### Records supplied
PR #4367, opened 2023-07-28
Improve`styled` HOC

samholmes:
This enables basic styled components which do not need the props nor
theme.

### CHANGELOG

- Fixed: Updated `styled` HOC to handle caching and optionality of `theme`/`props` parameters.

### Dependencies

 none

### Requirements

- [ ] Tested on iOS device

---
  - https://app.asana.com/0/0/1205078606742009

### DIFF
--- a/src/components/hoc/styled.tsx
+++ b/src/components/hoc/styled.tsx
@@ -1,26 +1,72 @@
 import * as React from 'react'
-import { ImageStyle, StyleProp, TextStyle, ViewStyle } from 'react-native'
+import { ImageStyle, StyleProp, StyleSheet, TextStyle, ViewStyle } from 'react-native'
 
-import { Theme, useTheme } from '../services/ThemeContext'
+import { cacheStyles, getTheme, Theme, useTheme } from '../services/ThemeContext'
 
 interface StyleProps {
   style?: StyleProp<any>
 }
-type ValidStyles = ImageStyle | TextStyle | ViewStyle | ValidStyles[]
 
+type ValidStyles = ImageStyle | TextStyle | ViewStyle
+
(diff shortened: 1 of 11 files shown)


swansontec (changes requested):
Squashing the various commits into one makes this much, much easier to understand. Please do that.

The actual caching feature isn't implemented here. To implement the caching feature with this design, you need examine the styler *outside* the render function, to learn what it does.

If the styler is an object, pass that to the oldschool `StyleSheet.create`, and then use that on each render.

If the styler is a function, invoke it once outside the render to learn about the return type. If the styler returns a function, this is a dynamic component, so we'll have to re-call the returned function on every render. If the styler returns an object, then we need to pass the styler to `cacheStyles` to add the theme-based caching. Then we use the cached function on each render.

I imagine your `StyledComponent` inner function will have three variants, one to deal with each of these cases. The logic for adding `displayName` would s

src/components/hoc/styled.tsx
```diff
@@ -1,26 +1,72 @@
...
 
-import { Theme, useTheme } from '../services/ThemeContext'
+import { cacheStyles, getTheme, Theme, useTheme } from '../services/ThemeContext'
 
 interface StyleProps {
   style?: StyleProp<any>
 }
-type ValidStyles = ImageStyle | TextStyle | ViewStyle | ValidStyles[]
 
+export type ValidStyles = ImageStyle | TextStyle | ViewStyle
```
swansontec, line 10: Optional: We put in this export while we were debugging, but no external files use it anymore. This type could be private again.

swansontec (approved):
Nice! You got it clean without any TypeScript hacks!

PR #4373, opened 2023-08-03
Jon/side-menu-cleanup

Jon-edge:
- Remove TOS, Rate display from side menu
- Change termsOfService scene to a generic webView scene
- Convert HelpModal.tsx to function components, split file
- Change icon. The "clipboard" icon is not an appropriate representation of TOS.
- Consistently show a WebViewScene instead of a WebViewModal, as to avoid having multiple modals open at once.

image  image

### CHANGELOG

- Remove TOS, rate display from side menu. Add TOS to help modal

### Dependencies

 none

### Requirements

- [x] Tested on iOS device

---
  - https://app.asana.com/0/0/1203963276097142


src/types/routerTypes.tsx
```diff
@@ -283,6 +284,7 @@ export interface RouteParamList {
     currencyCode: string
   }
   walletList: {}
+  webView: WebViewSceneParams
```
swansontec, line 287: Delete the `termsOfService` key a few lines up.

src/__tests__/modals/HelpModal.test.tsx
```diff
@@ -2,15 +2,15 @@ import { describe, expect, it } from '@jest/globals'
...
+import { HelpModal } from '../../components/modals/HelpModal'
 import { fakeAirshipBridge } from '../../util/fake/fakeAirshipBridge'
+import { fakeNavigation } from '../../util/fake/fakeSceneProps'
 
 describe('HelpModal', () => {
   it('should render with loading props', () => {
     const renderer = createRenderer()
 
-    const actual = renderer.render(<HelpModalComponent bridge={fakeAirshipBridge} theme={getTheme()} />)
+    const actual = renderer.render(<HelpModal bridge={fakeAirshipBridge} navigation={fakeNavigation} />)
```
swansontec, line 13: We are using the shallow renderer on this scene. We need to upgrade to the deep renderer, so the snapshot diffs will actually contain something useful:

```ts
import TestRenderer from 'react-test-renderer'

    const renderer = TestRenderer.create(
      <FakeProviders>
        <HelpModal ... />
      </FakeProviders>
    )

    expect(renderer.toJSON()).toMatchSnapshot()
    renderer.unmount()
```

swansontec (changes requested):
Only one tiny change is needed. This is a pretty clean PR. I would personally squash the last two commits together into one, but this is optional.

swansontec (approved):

==

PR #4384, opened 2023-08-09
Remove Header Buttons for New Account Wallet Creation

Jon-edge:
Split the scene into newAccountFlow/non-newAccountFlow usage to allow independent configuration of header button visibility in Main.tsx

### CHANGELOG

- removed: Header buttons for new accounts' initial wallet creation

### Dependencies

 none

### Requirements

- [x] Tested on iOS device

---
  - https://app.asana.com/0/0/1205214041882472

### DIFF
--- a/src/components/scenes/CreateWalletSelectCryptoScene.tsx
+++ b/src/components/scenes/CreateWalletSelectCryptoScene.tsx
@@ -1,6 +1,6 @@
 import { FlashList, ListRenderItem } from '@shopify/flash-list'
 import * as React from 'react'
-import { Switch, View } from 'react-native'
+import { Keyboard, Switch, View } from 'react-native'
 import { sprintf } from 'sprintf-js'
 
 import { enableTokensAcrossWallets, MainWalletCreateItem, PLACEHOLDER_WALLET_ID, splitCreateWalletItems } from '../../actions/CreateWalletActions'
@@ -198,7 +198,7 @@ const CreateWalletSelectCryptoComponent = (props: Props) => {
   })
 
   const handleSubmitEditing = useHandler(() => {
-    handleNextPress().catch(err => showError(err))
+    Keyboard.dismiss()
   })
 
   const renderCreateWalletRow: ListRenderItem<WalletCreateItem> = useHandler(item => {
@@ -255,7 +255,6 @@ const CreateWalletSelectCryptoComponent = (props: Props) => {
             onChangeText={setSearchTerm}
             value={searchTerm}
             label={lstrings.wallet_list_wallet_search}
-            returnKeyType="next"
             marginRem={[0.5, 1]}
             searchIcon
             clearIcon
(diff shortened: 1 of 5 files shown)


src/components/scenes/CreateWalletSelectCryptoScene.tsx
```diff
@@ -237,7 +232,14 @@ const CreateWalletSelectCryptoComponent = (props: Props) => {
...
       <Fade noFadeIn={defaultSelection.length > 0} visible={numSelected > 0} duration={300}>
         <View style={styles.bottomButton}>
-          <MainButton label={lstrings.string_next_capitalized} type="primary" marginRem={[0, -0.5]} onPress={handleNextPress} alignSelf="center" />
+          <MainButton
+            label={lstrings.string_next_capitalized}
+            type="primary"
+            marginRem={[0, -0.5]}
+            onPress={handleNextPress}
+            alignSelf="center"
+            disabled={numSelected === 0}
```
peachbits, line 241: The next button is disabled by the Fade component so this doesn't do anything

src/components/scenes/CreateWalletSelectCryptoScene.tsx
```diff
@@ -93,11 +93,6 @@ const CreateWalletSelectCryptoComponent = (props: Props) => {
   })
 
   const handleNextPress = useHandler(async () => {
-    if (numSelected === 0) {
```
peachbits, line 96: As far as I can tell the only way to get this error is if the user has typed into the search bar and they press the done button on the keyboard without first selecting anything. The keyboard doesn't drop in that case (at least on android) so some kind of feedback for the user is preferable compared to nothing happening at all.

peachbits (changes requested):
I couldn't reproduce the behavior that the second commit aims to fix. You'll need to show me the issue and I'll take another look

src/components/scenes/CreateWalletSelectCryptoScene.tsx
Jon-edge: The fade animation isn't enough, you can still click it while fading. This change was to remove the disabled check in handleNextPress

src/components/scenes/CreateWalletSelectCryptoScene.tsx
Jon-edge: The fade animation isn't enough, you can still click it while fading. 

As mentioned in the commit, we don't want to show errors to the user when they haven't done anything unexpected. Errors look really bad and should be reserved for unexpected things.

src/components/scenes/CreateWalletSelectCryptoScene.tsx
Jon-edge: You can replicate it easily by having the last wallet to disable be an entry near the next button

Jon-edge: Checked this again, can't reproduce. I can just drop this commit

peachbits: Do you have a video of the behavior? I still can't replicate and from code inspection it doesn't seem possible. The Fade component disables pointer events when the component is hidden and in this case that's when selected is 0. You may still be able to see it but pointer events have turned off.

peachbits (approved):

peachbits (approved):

### Exercise directions
Pull every line containing the word "function" out of the material.

### Answer for the task
The actual caching feature isn't implemented here. To implement the caching feature with this design, you need examine the styler *outside* the render function, to learn what it does.
If the styler is a function, invoke it once outside the render to learn about the return type. If the styler returns a function, this is a dynamic component, so we'll have to re-call the returned function on every render. If the styler returns an object, then we need to pass the styler to `cacheStyles` to add the theme-based caching. Then we use the cached function on each render.
I imagine your `StyledComponent` inner function will have three variants, one to deal with each of these cases. The logic for adding `displayName` would s
- Convert HelpModal.tsx to function components, split file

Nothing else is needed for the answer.